A sequence-to-sequence remaining useful life prediction method combining unsupervised LSTM encoding-decoding and temporal convolutional network

Remaining useful life (RUL) prediction methods based on deep neural networks (DNNs) have received much attention in recent years. The collected time-series signals are usually processed by the sliding time window method into several segments with the same sequence length as the input. However, the signal processing is not only time-consuming, but also relies too much on personal experience. Moreover, the length of the time window affects the prediction results and the prediction range. Obviously, it is more desirable to remove the data processing and use an entire time series signal as the input for predicting the RUL, i.e. sequence-to-sequence RUL prediction.
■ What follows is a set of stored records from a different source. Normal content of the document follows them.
PR #200, opened 2022-02-23
[WIP] Update testing steps in CI

### LINKED ISSUE #193: Code coverage reporting
This proposal is to introduce code coverage reporting for PRs.

### LINKED ISSUE #197: Pipeline passes even though e2e test fails
## Expected Behavior

If an e2e test fails, the pipeline should also fail.

## Actual Behavior
Test failure:
image
Pipeline passing:
image

Reference: https://github.com/dapr/js-sdk/runs/5299603320?check_suite_focus=true

## Steps to Reproduce the Problem
Fail any e2e test

shubham1172:
# Description

Sorry for slightly multi-functional PR. The changes are closely related to each other. It does the following:

1. Separates unit tests from e2e tests - unit tests are now a part of the build pipeline. 
2. Fixes e2e testing issue (#197)
3. Introduces codecov (#193)
4. Adds `utils` unit tests to `package.json`

## Issue reference

Please reference the issue this PR will close #193 and close #197

## Checklist

* (NA) Code compiles correctly
* (NA) Created/updated tests
* (NA) Extended the documentation


shubham1172:
@XavierGeerinck, it's currently a WIP, I was trying out different things. 

The first approach is something similar to what conformance tests in https://github.com/dapr/components-contrib do. We can set an environment variable on failure, and use that to detect in the next step. This is a hack, but should be a good short term solution till we reach the second approach. Also, the code is commented because the CI started going crazy in an infinite loop, didn't want it to break, LOL.

The second approach will be like what Java SDK/.NET SDK do today. Reference: https://github.com/dapr/java-sdk/tree/master/sdk-tests/src/test/java/io/dapr/it. They have an elaborate test runner, that is responsible for starting up Dapr 
 on random ports, with timeouts and retries in place. It listens for DAPR logs, and looks for "success criteria". The test runner invokes `dapr run` with command to run the tests (similar to our `test:e2e:all` in package.json), but since the control is with the test runner now, we are free to check the logs and decide if the tests passed. 

The second approach is better than first, but will take more time. I think once this is fixed, https://github.com/dapr/cli/issues/684, our original method should work, but that change might require a lot of time since people would already have dependencies in place.

shubham1172:
As discusses offline, we are leaning to provide a short-term fix using first approach, and then plan the second approach as a long-term fix.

In order to remove the shortcomings of signal processing, this paper uses a long short-term memory (LSTM) and encoding-decoding framework to construct an unsupervised sequence data processing model. Then, a temporal convolutional network, based on a convolutional neural network, is used to further process the output data of the unsupervised sequence data processing model. The proposed sequence-to-sequence RUL prediction method not only maintains the complete sequence of the data, but has a good capability for data processing. The open access C-MAPSS simulation datasets are used for validation. The validation results show that the proposed method can realize unsupervised sequence signal reconstruction. Moreover, it has better prediction results and prediction efficiency.